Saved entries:
:::
PR #496, opened 2025-01-06
[ECO-2637] Add blank candles on missing data

CRBl69:
# Description

Add blank candles where no candles are present.

# Testing

See market page with inactivity.

# Checklist

- [ ] Did you check all checkboxes from the linked Linear task?

Issue #486, opened 2024-12-28
tradingview missing candles 


MoonShiesty:
this token launched nov 20, but there aren't 40 1d candles. looks like empty candles aren't being created by the TV adapter

https://www.emojicoin.fun/market/1st_place_medal

![image](https://github.com/user-attachments/assets/4006262b-8b62-4084-8639-5c28e3daef6e)

alnoki:
@MoonShiesty thank you for filing an issue! Noting that we are slating this into our current queue of aesthetic fixes (internally it is tagged ECO-2637)

CRBl69:
It seems that this is default TradingView (and other charts) behaviour.

The screenshot below is the chart of the [DJI](https://finance.yahoo.com/chart/%5EDJI) (Dow Jones Industrial) during September 2001. After 9/11, the market was closed for a couple of days (11 to 16). The chart shows as continuous, skipping the closed days.

![image](https://github.com/user-attachments/assets/2fb9f791-3ba5-4d28-a1b7-6007976db5d5)

The same behavior can be observed in the screenshot you provided. During days with 0 activity, no bars were generated. When showing the chart, all existing bars are put one next to the other, without leaving blank spaces.

It seems though that skipping empty activity periods is possible (see [this comment on the trading view repo](https://github.com/tradingview/lightweight-charts/issues/1288#issuecomment-1453254487)).

@alnoki what are your thoughts on this ? Should we add a space when there are missing candles or not ?

MoonShiesty:
this comparison doesn't make sense, emojicoin's market never closes

ive traded on many platforms, this is the first to omit empty candles

the tradingview charting library even has trouble with default window sizing because it expects more candles than are drawn in the window

MoonShiesty:
> It seems though that skipping empty activity periods is possible (see this comment on the trading view repo).


right now you ARE skipping empty activity periods. instead, the candle should have zero volume, which correctly represents what occurs in the market data (the market was no closed). or course this is possible, every other TV integration operates this way

MoonShiesty:
here is an example of empty candles from hyperliquid

the more i think about this the less sense it makes, for example, if i switch to the 1s candle, the entire chart scaling will be nonsense since 99.999% of the candles will be missing

<img width="1198" alt="image" src="https://github.com/user-attachments/assets/861a966b-4ae6-4e9d-b314-98003febb928" />

alnoki:
[...]

PR #569, opened 2025-02-07
fix(ECO-2637): Address missing candles issue

0xForkh:
This is a contribution to PR #496 which addresses issue #486 
 
After the changes from PR #496, candles are displayed for every minute, even when there is no trade, which results to most graphs being full of empty candles in the default view (1m). For example, if there are no transaction in a 1h timeframe, there will be 60 empty candles on the graph.

I checked how it works on other platforms, and usually the default view is 1h.

So this PR changes the default view to 1h instead of 1m.


xbtmatt (commented):
The main thing I wanted to check with this is that you get no errors with `has_empty_bars: true`, because for some reason a while ago I used to get errors with that. It might have something to do with the way we process the candlesticks.

You might need to test this on `testnet` with a new market you create with some empty candlesticks and whatnot just to make sure there aren't any issues

xbtmatt (commented):
Nice, looks like it's working- but for some of the charts there are so many empty candles that it's difficult to see the actual price action, which is exactly why I didn't implement it originally 😅 

Can you try adding a simple toggle for this?

I can come up with a design freehand once you're done (or you can if you want), just a simple toggle button, like we have for the "Animate" stuff on the home page.

But then we can store their setting in `localStorage` and use that as their preference

With that I think this would be perfect!

src/typescript/frontend/src/components/charts/PrivateChart.tsx
```diff
@@ -111,9 +116,27 @@ export const Chart = (props: ChartContainerProps) => {
         onResultReadyCallback(symbols);
       },
       resolveSymbol: async (symbolName, onSymbolResolvedCallback, _onErrorCallback) => {
+        // We pass parameters in the symbolName to prevent re-rendering.
+        // This seems to be the only way to seamlessly change some properties such as has_empty_bars without re-creating the whole chart.
+        // Normally, we would add the state showEmptyCandles in the dependency array to re-create the whole datafeed and the chart.
+        // But this causes the re-creation of the whole chart, and briefly breaks the view (for ex: the custom button gets removed and re-added).
+        // This solution allows to call chart.setSymbol with custom params to update the chart seamlessly.
+        // Uses similar syntax to url query params.
```
xbtmatt, line 124:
:::
Reproduce every entry exactly, with nothing added or dropped.

#### FINAL ANSWER
PR #496, opened 2025-01-06
[ECO-2637] Add blank candles on missing data

CRBl69:
# Description

Add blank candles where no candles are present.

# Testing

See market page with inactivity.

# Checklist

- [ ] Did you check all checkboxes from the linked Linear task?

Issue #486, opened 2024-12-28
tradingview missing candles 


MoonShiesty:
this token launched nov 20, but there aren't 40 1d candles. looks like empty candles aren't being created by the TV adapter

https://www.emojicoin.fun/market/1st_place_medal

![image](https://github.com/user-attachments/assets/4006262b-8b62-4084-8639-5c28e3daef6e)

alnoki:
@MoonShiesty thank you for filing an issue! Noting that we are slating this into our current queue of aesthetic fixes (internally it is tagged ECO-2637)

CRBl69:
It seems that this is default TradingView (and other charts) behaviour.

The screenshot below is the chart of the [DJI](https://finance.yahoo.com/chart/%5EDJI) (Dow Jones Industrial) during September 2001. After 9/11, the market was closed for a couple of days (11 to 16). The chart shows as continuous, skipping the closed days.

![image](https://github.com/user-attachments/assets/2fb9f791-3ba5-4d28-a1b7-6007976db5d5)

The same behavior can be observed in the screenshot you provided. During days with 0 activity, no bars were generated. When showing the chart, all existing bars are put one next to the other, without leaving blank spaces.

It seems though that skipping empty activity periods is possible (see [this comment on the trading view repo](https://github.com/tradingview/lightweight-charts/issues/1288#issuecomment-1453254487)).

@alnoki what are your thoughts on this ? Should we add a space when there are missing candles or not ?

MoonShiesty:
this comparison doesn't make sense, emojicoin's market never closes

ive traded on many platforms, this is the first to omit empty candles

the tradingview charting library even has trouble with default window sizing because it expects more candles than are drawn in the window

MoonShiesty:
> It seems though that skipping empty activity periods is possible (see this comment on the trading view repo).


right now you ARE skipping empty activity periods. instead, the candle should have zero volume, which correctly represents what occurs in the market data (the market was no closed). or course this is possible, every other TV integration operates this way

MoonShiesty:
here is an example of empty candles from hyperliquid

the more i think about this the less sense it makes, for example, if i switch to the 1s candle, the entire chart scaling will be nonsense since 99.999% of the candles will be missing

<img width="1198" alt="image" src="https://github.com/user-attachments/assets/861a966b-4ae6-4e9d-b314-98003febb928" />

alnoki:
[...]

PR #569, opened 2025-02-07
fix(ECO-2637): Address missing candles issue

0xForkh:
This is a contribution to PR #496 which addresses issue #486 
 
After the changes from PR #496, candles are displayed for every minute, even when there is no trade, which results to most graphs being full of empty candles in the default view (1m). For example, if there are no transaction in a 1h timeframe, there will be 60 empty candles on the graph.

I checked how it works on other platforms, and usually the default view is 1h.

So this PR changes the default view to 1h instead of 1m.


xbtmatt (commented):
The main thing I wanted to check with this is that you get no errors with `has_empty_bars: true`, because for some reason a while ago I used to get errors with that. It might have something to do with the way we process the candlesticks.

You might need to test this on `testnet` with a new market you create with some empty candlesticks and whatnot just to make sure there aren't any issues

xbtmatt (commented):
Nice, looks like it's working- but for some of the charts there are so many empty candles that it's difficult to see the actual price action, which is exactly why I didn't implement it originally 😅 

Can you try adding a simple toggle for this?

I can come up with a design freehand once you're done (or you can if you want), just a simple toggle button, like we have for the "Animate" stuff on the home page.

But then we can store their setting in `localStorage` and use that as their preference

With that I think this would be perfect!

src/typescript/frontend/src/components/charts/PrivateChart.tsx
```diff
@@ -111,9 +116,27 @@ export const Chart = (props: ChartContainerProps) => {
         onResultReadyCallback(symbols);
       },
       resolveSymbol: async (symbolName, onSymbolResolvedCallback, _onErrorCallback) => {
+        // We pass parameters in the symbolName to prevent re-rendering.
+        // This seems to be the only way to seamlessly change some properties such as has_empty_bars without re-creating the whole chart.
+        // Normally, we would add the state showEmptyCandles in the dependency array to re-create the whole datafeed and the chart.
+        // But this causes the re-creation of the whole chart, and briefly breaks the view (for ex: the custom button gets removed and re-added).
+        // This solution allows to call chart.setSymbol with custom params to update the chart seamlessly.
+        // Uses similar syntax to url query params.
```
xbtmatt, line 124:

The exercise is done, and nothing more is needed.